Özgün tekniği ile oluşturduğu portre resimleri dikkat çeken, uluslararası arenada da portre ressamı olarak adından sıkça söz ettiren usta ressam Bahri Genç ile çalışmalarını sürdürdüğü İstanbul’daki atölyesinde buluştuk ve sanatı üzerine bir sohbet yaptık.
Keyifle okuyacaksınız.
Oğuz Kemal Özkan / KitaptanSanattan.com
- Tanımayanlar için kısaca Bahri Genç’i tanıtır mısınız ve resme ilginizin ne zaman, nasıl başladığını kısaca anlatır mısınız?
1963 Erzurum doğumluyum.1982’de İ.D.G.S.A.’ya girdim. 1992’de Mimar Sinan Üniversitesi Güzel Sanatlar Fakültesi Resim Bölümü Devrim Erbil Atölyesini yüksek resim mezunu olarak bitirdim.
Babam Köy Enstitülerini yarım bırakmış ve sanırım resim öğretmenleri ondaki resim yeteneğinin ortaya çıkmasına vesile olmasındandır ki ben de babamın yaptığı resimlerden etkilenmiştim ve bu sayede çocukluktan itibaren resimle tanışmış oldum.
‘İnsan yüzünün en son an ki görüntüsü geçmişte yaşadıklarının bir haritası’
- Portre ressamı olarak da nitelendiriliyorsunuz. Neden portre? Ve tekniğinizi de kısaca anlatır mısınız?
Orta okul ve lise yıllarında sebebini bilmeden portre yapmak ilgimi çekmişti. Akademiye başladığımda figüratif bir anlayışa yakın olan Neşet Günal atölyesinde bulunmakta önceleri benim için iyi bir şanstı. Sanat tarihinde özellikle portre ve figür alanında üstün başyapıtlar veren ressamlar ilgimi daha çok çekmişti. Örneğin Titian, Velazquez, Rembrandt, Frans Hals Lovis Corinth v.s o yıllarda natürmort, enteryör, peyzaj denemelerime rağmen portre yapmakta karar kıldım ve benim için tutku haline dönmüştü.

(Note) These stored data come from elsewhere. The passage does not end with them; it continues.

PR #3914, opened 2022-04-21
Unopaque locks.

justinlittman:
Opaque locks are difficult to troubleshoot. Since this is an internal API opaque locks are unnecessary.

### DIFF
--- a/app/services/cocina_object_store.rb
+++ b/app/services/cocina_object_store.rb
@@ -184,7 +184,8 @@ class CocinaObjectStore
   end
 
   def fedora_lock_for(fedora_object)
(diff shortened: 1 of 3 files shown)


jcoyne (commented):
Can you explain a scenario where this make it easier to troubleshoot? All we need to know is that you have a key and it either is or is not the expected key. Can you add a log message that says "Returning <druid> with <key>" and "Updating provided <key1> but expected <key2>" That would give clarity, right?

My concern is that people will start gleaning extra value from the lock value.

justinlittman:
Scenario: I was just troubleshooting https://app.honeybadger.io/projects/49894/faults/85052392. It would have been helpful to relate the locks reported in the alert to the lock version stored in the database.

jcoyne (approved):

PR #3915, opened 2022-04-21
Changes version open endpoint to return cocina object.

justinlittman:
In some uses of the endpoint, the client intends to further update the cocina object. To do this, it needs a cocina object with the updated version AND the etag lock for the current version.

Unit

### DIFF
--- a/app/controllers/application_controller.rb
+++ b/app/controllers/application_controller.rb
@@ -70,4 +70,11 @@ class ApplicationController < ActionController::API
   def load_cocina_object
     @cocina_object = CocinaObjectStore.find(params[:object_id] || params[:id])
   end
+
+  # Adds headers from the cocina object.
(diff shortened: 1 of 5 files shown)


app/controllers/application_controller.rb
```diff
@@ -70,4 +70,11 @@ def http_auth_header
   def load_cocina_object
     @cocina_object = CocinaObjectStore.find(params[:object_id] || params[:id])
   end
+
+  # Adds headers from the cocina object.
+  def add_cocina_headers(cocina_object)
```
jcoyne, line 75: Can this be named add_headers? I don't think the `cocina` part is adding anything. Properly these are HTTP headers.

jcoyne (changes requested):

jcoyne (approved):

PR #3919, opened 2022-04-22
Add db not null constraints for tag and description fields for object version

### LINKED ISSUE #3905: Require object version tag and description fields in db
Currently, the tag and description fields are optional for the `object_versions` table. They should be `NOT NULL`.

As part of the migration, populate existing null fields:
* For tag, it should be "\<version\>.0.0", e.g., "4.0.0" for version 4.
* For description is should be "Version \<tag\>", e.g., "Version 4.1.0" for tag "4.1.0".

justinlittman:
closes #3905

Enforce cleaner data.

### DIFF
--- a/app/models/object_version.rb
+++ b/app/models/object_version.rb
@@ -6,22 +6,24 @@ class ObjectVersion < ApplicationRecord
   # @param [String] druid
   # @param [Symbol] significance which part of the version tag to increment
   #  :major, :minor, :admin (see VersionTag#increment)
-  # @param [String] description optional text describing version change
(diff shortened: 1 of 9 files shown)


app/models/object_version.rb
```diff
@@ -8,20 +8,22 @@ class ObjectVersion < ApplicationRecord
   #  :major, :minor, :admin (see VersionTag#increment)
   # @param [String] description optional text describing version change
```
lwrubel, line 9: Update params to make description and significance not optional? (Here and in other updated methods below)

Portreyi neden sevdiğimi düşündüğüm zaman içimden gelen yanıt şu oluyor; insan yüzlerinin çok değişik biçimlerde olması ve zengin ifadeler taşıması beni bu yüzleri resmetmeye itiyor. İfade verebilmenin zor olması da portre yapmayı benim için daha çekici kılıyor.
Teknik olarak üst üste yer yer transparan ince ve kalın dokular oluşturarak yaptığım resimleri ve portreleri son yıllarda çok geniş yüzey fırçalarıyla oluşturuyorum. İnsan yüzünün en son an ki görüntüsü geçmişte yaşadıklarının bir haritası ve bu haritada biriken duyguların izleri de beni bu tekniğe itiyor sanırım. Tekniğimin yani kat kat sürüşlerin belki de kat kat yaşanmış duyguların izlerini resmetmeye daha uygundur diye düşünüyorum.

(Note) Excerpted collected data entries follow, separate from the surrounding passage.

PR #3921, opened 2022-04-22
require description and significance parameters for VersionsController.create

### LINKED ISSUE #3906: Require parameters for versions create endpoint
Currently, a number of parameters are permitted: (https://github.com/sul-dlss/dor-services-app/blob/main/app/controllers/versions_controller.rb#L71-L78)

The description (string)  and significance (String enum:  'major', 'minor', 'patch') parameters should be required.

ndushay:

This is part of a series of tickets to ensure that object versions, moving forward, will always have a description and a tag.

Fixes #3906

specs, ran all integration tests on qa

### DIFF
--- a/openapi.yml
+++ b/openapi.yml
@@ -62,7 +62,7 @@ paths:
           content:
             application/json:
               schema:
-                $ref: '#/components/schemas/ErrorResponse'          
+                $ref: '#/components/schemas/ErrorResponse'
       parameters:
         - name: barcode
           in: query
@@ -91,7 +91,7 @@ paths:
           content:
             application/json:
               schema:
-                $ref: '#/components/schemas/ErrorResponse'          
+                $ref: '#/components/schemas/ErrorResponse'
       parameters:
         - name: barcode
           in: query
@@ -198,7 +198,7 @@ paths:
             enum:
               - accessionWF
               - releaseWF
-            example: releaseWF
+          example: releaseWF
         - name: lane-id
           in: query
           description: Lane for prioritizing the work
@@ -237,7 +237,6 @@ paths:
             enum:
               - accessionWF
               - assemblyWF
-            example: assemblyWF
         - name: significance
           in: query
           description: the significance of the version change (if versioning is needed)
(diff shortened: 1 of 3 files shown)


.rubocop.yml
```diff
@@ -27,6 +27,7 @@ Layout/LineLength:
   Exclude:
     - 'bin/remediate-stanford-placeTerm'
     - 'spec/services/cocina/mapping/descriptive/h2_datacite/subject_h2_datacite_spec.rb'
+    - 'spec/requests/versions_spec.rb'
```
jcoyne, line 30: Would you mind moving this exception to the file itself?  I don't think we want to exclude the whole file from this rule, just the line that is long.

openapi.yml
```diff
@@ -1142,6 +1142,37 @@ paths:
           required: true
           schema:
             $ref: '#/components/schemas/Druid'
+        - name: description
+          in: query
+          description: short description for object version being opened
+          required: true
+          schema:
+            type: string
+            example: 'Adding thumbnail'
```
justinlittman, line 1151: Should example be up a level (i.e., under description)?

spec/requests/versions_spec.rb
```diff
@@ -109,15 +109,16 @@
 
       it 'opens a new object version when posted to' do
         post '/v1/objects/druid:mx123qw2323/versions',
-             headers: { 'Authorization' => "Bearer #{jwt}" }
+             params: open_params.to_json,
+             headers: { 'Authorization' => "Bearer #{jwt}", 'Content-Type' => 'application/json' }
```
justinlittman, line 113: Why the Content-Type?

justinlittman (approved):

spec/requests/versions_spec.rb
ndushay: because the params are coming in as json;  this matched an existing spec that passed.

.rubocop.yml
ndushay: sure thing.

openapi.yml
ndushay: `example:` always seems to be at the same level as `type:` so I believe this is correct.

ndushay: this also matches the params defined for accession ...

ndushay: huh - can go either way.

- Portre sanatında örnek aldığınız ya da beğendiğiniz sanatçılar kimler?
Resim sanatında örnek aldığım sanatçılardan en başta gelen Rembrandt’dır. Günümüze yakın isimlerden ise Francis Bacon ve Lucian Freud var. Özellikle Francis Bacon’un portre sanatında ki yaratıcı biçim anlayışı da ilgimi çeker ve heyecanlandırır.

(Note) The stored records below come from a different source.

PR #1615, opened 2026-09-09
feat(adwaita-nativescript)!: methods and signals as GJS spells them

JumpLink:
ADR 0034 converged widget names and is counting down property names.
Methods were the axis no ledger and no gate touched: across the 40
gallery blocks with both a `gjs` and a `nativescript` pane the two
surfaces shared three method names (`add`, `present`, `push`).

And the spelling is not free. Measured on the real GJS:
`Gtk.Button.prototype.add_css_class` is a function, `addCssClass` is
undefined; `Adw.ToolbarView.prototype.add_top_bar` is a function,
`addTopBar` is undefined. GJS installs snake_case and nothing else, so
a method converges to the typelib's spelling or not at all.

## What lands

**`connect` / `disconnect` on every widget** (`widgets/signals.ts`), a
mixin applied where a class meets `@nativescript/core`:
`extends withSignals(GridLayout)` on the 36 classes with a platform
base; the 12 extending a port class inherit it. ADR 0034 § Amendment 13
refused a base class and a mixin for the construct-props bag on
constructor-order grounds, which do not reach a method. Measured before
building it: no view base of `@nativescript/core@9.1.0-alpha.11`
declares either name. Arm 6 of `check-nativescript-xml-doors` prints
`48 widget class(es) reach connect/disconnect — 36 wrap their
@nativescript/core base in withSignals(), 12 inherit it through a port
base`, and goes red on a bare platform base and on a second wrap (A/B
run on both).

**The GIR side is the typelib, committed.** `@girs/<ns>/vocabulary`
carries no method table (measured on 4.6.0: eight exports, none a
method table), so `scripts/generate-widget-methods.mjs` reads the
installed typelib through GIRepository and writes
`gtk-host/src/generated/methods.mts` — the arrangement ADR 0029
§ Amendment 2 chose for enum values, held the same two ways: gtk-host's
`generated.spec.ts` asks the running GJS for every name, chain and host
verb; the no-install vocabulary gate holds the shape. What it proves:
two spellings agree. What it does not: behaviour under the name —
`add_prefix` on the port keeps one slot where libadwaita keeps a box,
declared in place.

**`NS_METHOD_ALIGNMENT`**, the third ledger, with the property ledger's
three verdicts and its rule (same kind of argument, different spelling
= rename). The port side resolves the port's abstract bases. The gate
now prints, derived at run time:

    Methods, on the same surface, against the typelib-read
    generated/methods.mts (Adw-1/1.9.3 Gtk-4.0/4.22.4): 44 widgets
    with a covered counterpart declare 137 public method(s) between
    them — 67 already spell a method of the counterpart's chain, 70 do
    not (20 should converge, 50 declared own, 0 undecided)
    Distance to one vocabulary: 1 widget name(s), 4 property name(s)
    and 20 method name(s), and all three can only go down.

**Forty-eight methods took their GIR names** (breaking, `!`): 49 public
names retired against `main`, `AdwEntryRow`'s `addSuffix`/`setSuffix`
folded into one `add_suffix`, `remove(view)` added on the action row
and the entry row. Carried through the port's specs, the storybook
package, both showcases and the website's NativeScript panes, whose
three `addEventListener` calls became `connect`. Two renames closed
defects: `AdwExpanderRow.addRow(View | ItemSpec)` carried that union
only because the name shadowed `GridLayoutBase.addRow(ItemSpec)`; and
`AdwNavigationView.removePage` was named to avoid a `ViewBase.remove`
that, measured, does not exist.

## Verdicts

- `gir` (20, should converge): the tab view's page methods take the
  page-id string ADR 0048 chose where GTK passes the `Adw.TabPage`;
  `AdwCarousel.scrollToPage` takes an index where `scroll_to` takes the
  widget; `AdwViewStack.removePage` takes a name where `remove` takes
  the child.
- `own` (50): a property of a flattened page type; an action
  (`navigation.push`); a signal (`apply`); private C API the port has
  to expose (`set_show_indicator`); the four collection setters
  (`setViews`, `setItems`, `setSections`, `setToggles`), pointing at
  the open-todo entry on list widgets GTK builds with a method (#1524
  is closed, so they are not gaps); `AdwWrapBox.addChild`, the
  `LayoutBase` override the port cannot not have.
- `gap`: none.

## Left open, with the reason

- Cardinality under a converged name (`add_prefix` one slot vs a box):
  the ledger compares names and cannot see it; ADR 0034 § Amendment 14
  and the widget file declare it.
- The 20 `gir` entries: closing each is an API change (accept the page
  record or the page view), not a rename.
- Signal names: `connect('tap', …)` vs `connect('clicked', …)` — the
  verb converged, the names have no ledger yet.
- Upstream: an `OWN_METHODS` export from ts-for-gir's surface generator
  would let gtk-host emit the table under one provenance and give the
  typelib reading a second source; recorded in `status/open-todos.md`.
- The ambient slice cannot hold a future `Observable.connect`; the
  venue that could is `tests/integration/nativescript`, recorded there.

Gates run green locally: vocabulary alignment (self-test 88 vectors),
xml-doors, widget-coverage, doc-fences, generated-website-data,
storybook-control-parity, theme-classes, disclosure-toggles,
collection-reactivity, enum-values, tag-vs-class, storybook-widget-
coverage, agent-context-size. `gjsify lint` and `gjsify format --check`
clean over every changed file. Port: `check`, `build`, `test:node`;
gtk-host `check`. The GJS test legs are reported in the PR comment.


JumpLink:
Local runs behind the PR body's summary, kept out of the body so its lines stay under 100.

| leg | result |
|---|---|
| `@gjsify/adwaita-nativescript` `check` / `build` / `test:node` / `test:gjs` | green, incl. the two `withSignals` suites |
| `@gjsify/gtk-host` `check` / `test` (GJS) | green — the four new cases: installs every method the artifact names; chains every widget as the running GType system does; reads the host verbs off `GObject.Object.prototype`; excuses only the widgets this host has no class for |
| `gjs -m scripts/generate-widget-methods.mjs --check` | up to date; `gjsify format --check` agrees on the same bytes |
| `check-vocabulary-alignment` | self-test 88 failing vectors; distance 1 / 4 / 20 |
| `check-nativescript-xml-doors` arm 6 | 48 classes reach connect/disconnect — 36 wrap, 12 inherit; A/B red on a bare base and on a double wrap |
| `check-nativescript-widget-coverage`, `check-doc-fences`, `check-generated-website-data`, `check-storybook-control-parity`, `check-nativescript-theme-classes`, `check-nativescript-disclosure-toggles`, `check-adwaita-collection-reactivity`, `check-enum-values`, `check-adwaita-tag-vs-class`, `check-storybook-widget-coverage`, `check-agent-context-size` | green |
| `gjsify lint` / `gjsify format --check` over the 84 changed source files | clean |

Comment budget for `scripts/` moved 0.607 → 0.601 (target 0.592, already over on `main`).

JumpLink:
Two false reds fixed, and they were one blind spot appearing twice.

`AdwSplitViewBase` is the only class in the port whose declaration does not fit
on a line — it is generic AND wrapped in `withSignals(…)` — so the formatter
pushes the base onto its own line. Neither reader over this package could read
that: the optional `withSignals\(` group backtracks to empty and the base
capture then takes `withSignals` itself. So `check-nativescript-xml-doors`
reported "extends withSignals bare" on a class that is wrapped correctly, and
`check-nativescript-widget-coverage` reported a chain that "leaves the package
at 'withSignals'" for the two split views.

Every self-test vector on both sides was single-line, which is why it survived
being written down. The vectors now carry the wrapped-and-broken form — with
and without the trailing comma, and with a type parameter that itself contains
`extends`. Restoring the intolerant pattern turns all four red in both gates,
naming the misread base.

There were TWO readers, which is why one defect appeared twice. They are now
one, in `nativescript-xml-doors.mjs` beside the mixin it reads, with the
vectors, and `classReaderSelfTest()` is called by both gates.

Also: the `!` commit's subject started upper-case, which commitlint refuses.
Reworded, and the branch was rebuilt with identical content (`git diff` against
the pre-rewrite state is empty).

JumpLink:
Rebased onto main after #1614 landed. Three collisions, all of them the
shared-counter kind, and one of them turned out to be a convergence rather than
a compromise.

**The gallery panes.** #1614 rewrote the same `slot="nativescript"` fragments
onto `gi://` plus the construct-props bag while this branch renamed their
methods. Taking either side alone would have thrown away the other's
improvement, so the resolution takes both: main's bag form with this branch's
verbs. `Adw.PreferencesGroup` on `boxed-lists.mdx` is now byte-identical to its
`gjs` sibling.

The rename map was NOT reconstructed by guessing. Ten of the removals had no
mechanical snake_case counterpart (`addRow`, `addGroup`, `setPrefix`,
`setSuffix`, …), so the port was asked instead: `AdwPreferencesGroup` and
`AdwPreferencesPage` both declare `add`, `AdwActionRow` declares `add_prefix`
and `add_suffix`. 36 call sites renamed inside NativeScript panes only, then
audited — every method a pane now calls resolves against a method the port
declares.

**ADR 0034 § Amendment 14.** Both PRs claimed the number. #1614's is on main, so
this one is § Amendment 15, and the seven citations in the port's AGENTS.md and
the five gate scripts moved with it — a citation pointing at the wrong amendment
is exactly the drift this repo does not tolerate. One pre-existing misreference
fixed beside it: the construct bag is § Amendment 13, not 12.

**The class reader.** The renumbering touched the very docblock the reader fix
deletes; my side wins, and the citation survives in the shared module's header.

All six affected gates green locally, format clean. Arm 12's printed distance:
491 → **481** lines.

PR #1617, opened 2026-09-09
feat(react-native): let a tab layout contribute a persistent bottom bar

JumpLink:
`<Tabs bottomBar={…}>` puts a caller's own bar between the content and the view
switcher bar — a now-playing strip, a selection toolbar, an offline notice.

## Why a prop, and why an app could not do this itself

`<Tabs>` reads its children as `<Tabs.Screen>` DECLARATIONS and refuses anything else
by name, so there is no child position for a bar. And wrapping `<Tabs>` from outside
does not work either: the switcher is created with `slot: 'title'`, which resolves
against the PARENT, so a box placed between a tab layout and the header bar takes the
switcher's slot away and the router refuses it. A consumer that wanted a now-playing
strip above its tabs had no way to get one and carried "no mini player" as a recorded
limitation instead.

## Where it lands, measured

`Adw.ToolbarView`'s `bottom` slot is an ADDER, so it takes this bar and the switcher
bar together and the order decides the stacking. MEASURED on libadwaita 1.9.3, two bottom
bars added in sequence in a 480x320 window:

  content       y=0   h=214
  added FIRST   y=217 h=40
  added SECOND  y=257 h=24

The first-added sits closer to the content, so `bottomBar` renders BEFORE the switcher
bar — which puts it above, where a phone puts a now-playing strip relative to its tab
bar.

It is wrapped in a `Gtk.Box` rather than slotted directly, so a caller can hand over
any node — a fragment, or a component whose root element it does not control — without
having to know that a slot name is involved.

## Vectors

`puts a caller's bottom bar between the content and the switcher bar`, windowed at
420x700 so the switcher bar is actually revealed. Two mutants die: dropping
`persistentBar` from the shell, and rendering it after `switcherBar` instead of before.

Two things the vector had to learn, both faults in the vector rather than the router:

  - it settles on `bar.get_reveal() && bar.get_height() > 0`, not on `reveal` alone.
    `reveal` flips before the animation runs, and measured at that moment the bar is
    `height=0` at exactly the y where the bar above it ends — so "above the switcher
    bar" compared two coincident edges.
  - the marker is a `GtkSwitch`. A box or a label is indistinguishable from the wrapper
    the router adds; `AdwActionRow`, tried first, is a `GtkListBoxRow` and outside a
    list box criticals with `gtk_list_box_row_grab_focus: assertion 'box != NULL'
    failed`, which the suite's quiet-GTK gate then failed the test for.

## What is NOT gated, and why the obvious assertion was empty

The implementation renders `null` rather than an empty wrapper when no bar is asked
for. "An empty bottom bar is a strip of dead pixels" was the reason given for that, and
it is FALSE: measured, an empty `Gtk.Box` as a bottom bar takes no height and the view
stack above it is allocated 98 px either way, so a mutant that always rendered the
wrapper passed every geometric assertion and the whole vector. What the guard actually
saves is a widget and an element per tab layout per render — real, invisible, and
unmeasurable without a bar count that Adw exposes no getter for. Said in the code and
in the spec rather than left as a passing mutant nobody mentioned.

`headerShown: false` drops the whole toolbar view, so it drops this bar too. Named in
the prop's docblock rather than worked around: a navigator that asked for no chrome
getting a bar anyway would be the greater surprise.

## Checked

`@gjsify/react-native`: 638 tests, 2760 assertions, green on Gjs 1.88.1;
`gjsify tsc --noEmit` clean.


JumpLink:
## What this pull request actually carried

Recorded here because `git log` shows `(#1617)` against this commit, and this is the
cheapest place a later reader will find it.

The branch was cut from a local topic branch instead of from `main`, so the diff against
`main` carried that branch's single commit as well — `943dc80124 fix: measure musl and
glibc as different libcs`. The merge `b75fa8ed5f` is therefore 37 files, of which 2 are
the router change this title describes:

    packages/framework/react-native/src/router/tabs.ts
    packages/framework/react-native/src/router/router.spec.ts

The other 35 are that musl/libc measurement work — the prebuild toolchain, `prebuilds.yml`,
`docs/prebuilds.md`, ADR 0024, four e2e suites, and the `-musl` platform packages with
their `.gir`/`.typelib`/`.so` artifacts. It is coherent work with its own subject, it was
green, and `main` is green with it; what it lacks is a commit message that names it.

A revert was prepared (#1618) and is being closed instead: reverting would take correct,
already-green work back out of `main` and require it to be re-landed, and the only thing
it would buy is attribution. `STATUS.md` is explicitly a snapshot rather than a log, and
`CHANGELOG.md` is generated from commit subjects, so neither is the place for a note —
which leaves this.

**The consequence to know:** the generated changelog will file those 35 files under a
`feat(react-native)` entry about a tab bar, and `fix: measure musl and glibc as different
libcs` will not appear in it.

- Resim dışında iyi bir fotoğrafçı da olduğunuzu biliyoruz. Fotoğraf sanatı hakkında ne düşünüyorsunuz? İlginiz ve resimlerinize etkisi nedir?
Genelde canlı modelden özellikle son dönemlerde desen çizmeden boyama yapıyorum fakat bazen de fotoğrafa bakarak resimlerimi yapmamdan dolayıdır ki fotoğraf çekmeye başlamıştım ve resim sanatındaki kadraj ışık ve açık koyu değerleri de bilmem çektiğim fotoğraflara da yansıdı. Yani fotoğraf sanatçısı olmaya uğraşmadım ama birikimimle bu fotoğrafların bazılarından iyi sonuçlar aldım diyebilirim ve daha sonra foto pentür diyebileceğim işler de oluşturdum.
‘İyi bir portre yapabilmek için desen çok önemlidir’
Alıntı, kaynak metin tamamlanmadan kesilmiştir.